Ask HN: Who is using OpenClaw?

Hacker News readers weigh the hype around OpenClaw, an AI “agentic” automation framework that runs on your own hardware and can plug into tools like email, chat, calendars, and code repositories. A minority report meaningful wins — especially for non-programmers and small businesses — in areas like personal assistants, note and task automation, data digests, and lightweight back-office workflows, but even they describe high setup friction, brittleness, security concerns, and significant token costs.
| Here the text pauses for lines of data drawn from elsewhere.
PR #25537, opened 2023-07-13
refactor(@angular-devkit/build-angular): configure AOT compiler to skip NgModule scope metadata emit in esbuild

clydin:
The esbuild plugin used within the esbuild-based browser application builder will now use the newly introduced internal `supportJitMode` AOT compiler option to disable the emit of NgModule scope metadata functions within the output code. This removes the need to perform an additional transformation of the AOT compiler generated code to immediately remove the metadata. The Angular CLI neither previously nor currently supports hybrid AOT/JIT mode. In the future if this support situation changes, additional behavior may be added control the internal `supportJitMode` option.


dgp1130 (approved):
> The Angular CLI previously nor currently

Should this be "The Angular CLI **neither** previously nor currently"?

PR #25548, opened 2023-07-17
perf(@angular-devkit/build-angular): use in-memory Sass module resolution cache

clydin:
When using Sass files with module import references in the esbuild-based browser application builder, the module resolution attempts will now be cached in memory. This caching is only local to each entry Sass file currently. However, this may be expanded to encompass all Sass entries within a build in the future. In addition to caching the entire resolution attempt, individual package root resolution is also cached for deep import attempts. This is useful for packages (such as `@material/*`) which deep import to multiple different files in the same package.
With this change combined with the previous lexer change (#25534), package managers (pnpm & Yarn PnP) that require workarounds for functioning resolution will now perform at an equivalent level to other package managers.

### DIFF
--- a/packages/angular_devkit/build_angular/src/tools/esbuild/stylesheets/sass-language.ts
+++ b/packages/angular_devkit/build_angular/src/tools/esbuild/stylesheets/sass-language.ts
@@ -65,6 +65,33 @@ export const SassStylesheetLanguage = Object.freeze<StylesheetLanguage>({
   },
 });
 
+function parsePackageName(url: string): { packageName: string; readonly pathSegments: string[] } {
+  const parts = url.split('/');
+  const hasScope = parts.length >= 2 && parts[0].startsWith('@');
+  const [nameOrScope, nameOrFirstPath, ...pathPart] = parts;
+  const packageName = hasScope ? `${nameOrScope}/${nameOrFirstPath}` : nameOrScope;
+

Many others argue that most touted use cases are better solved with simpler, deterministic scripts or built-in LLM tools, seeing OpenClaw more as a FOMO-driven experiment than a mature, broadly useful platform today.

Overall sentiment

  • Thread is sharply divided: a minority report real, ongoing value from OpenClaw‑style agents; a large number found it fragile, overhyped, or redundant.
  • Many technically inclined users conclude they can do the same or better with scripts, cron jobs, and “agentic coding” in Claude/ChatGPT/Codex.
  • Several posters see OpenClaw more as a cultural/FOMO phenomenon (similar to NFTs/crypto) and a way to burn tokens than a mature tool.

Enthusiastic use cases

  • Personal assistant via chat (Telegram/WhatsApp/Discord/Matrix):
    • Daily or morning briefings from email, calendar, HN/Twitter, RSS, GitHub, etc.
    • Todo management, reminders, and rolling over tasks across days.
    • Calorie, workout, weight tracking; simple journaling and idea capture.
    • Language learning practice and role‑playing exercises.
  • Knowledge and note workflows:
    • Deep integration with Obsidian/Markdown/Trilium wikis as “second brain” and long‑term memory.
    • Automatic flashcard generation and spaced repetition support (sometimes wired into custom or Anki‑style apps).
    • Family history collection and archiving through ongoing chat.
  • Business and operations:
    • ERP bugfixing pipeline, Jira → PRs → AI review.
    • Data analyst/marketing agents: ad creative analysis, funnel analysis, campaign reports.
    • Support triage, internal helpdesk, email monitoring and routing.
    • Proposal generation: from photos + forms to 10–30 page PDFs and email drafts.
    • Home‑lab/server management, media servers, home automation control.

Skepticism and criticism

  • Many report OpenClaw as janky, “15% broken” at all times, with integrations (Slack/Discord/WhatsApp) especially unreliable.
  • Common pattern: impressive demos the first 1–2 times, then cron jobs fail, tasks get forgotten, or self‑reported “fixes” don’t actually work.
  • Strong concern over non‑determinism: tasks that “should” be simple (e.g., todo rollover, scheduled checks) behave unpredictably.

Security, cost, and reliability concerns

  • Repeated warnings about giving an LLM harness broad access to personal email, files, APIs, or bank‑like resources; prompt‑injection risk is highlighted.
  • Some horror stories: broken user accounts, deleted files/repos, system lockouts.
  • Token costs can reach tens or hundreds of dollars per month with powerful models; some saw provider policy changes break previously working setups.
  • Several users sandbox OpenClaw (VPS, containers, separate accounts) and still find it too brittle or high‑maintenance.

Alternatives and DIY patterns

  • Many migrate to:
    • Claude Code/Codex + cron/remote control/channels.
    • Lighter harnesses (NanoClaw, Hermes Agent, Town, Atmita, custom frameworks).
    • Local models via Ollama, Gemma, Qwen, etc.
  • Common stance: use LLMs to generate deterministic scripts/services, then automate those, rather than running a fully autonomous agent.

Meta: hype, bots, and adoption

  • Several doubt organic adoption, pointing to GitHub stars, social media astroturfing, and “course grifters.” Others say they see real internal usage at companies.
  • Some treat strong OpenClaw evangelism as a signal to mute/block accounts in the “AI hype” space.
  • Overall, participants expect “proactive agents” to become important eventually, but see OpenClaw as an early, brittle, and security‑weak exploration rather than the final form.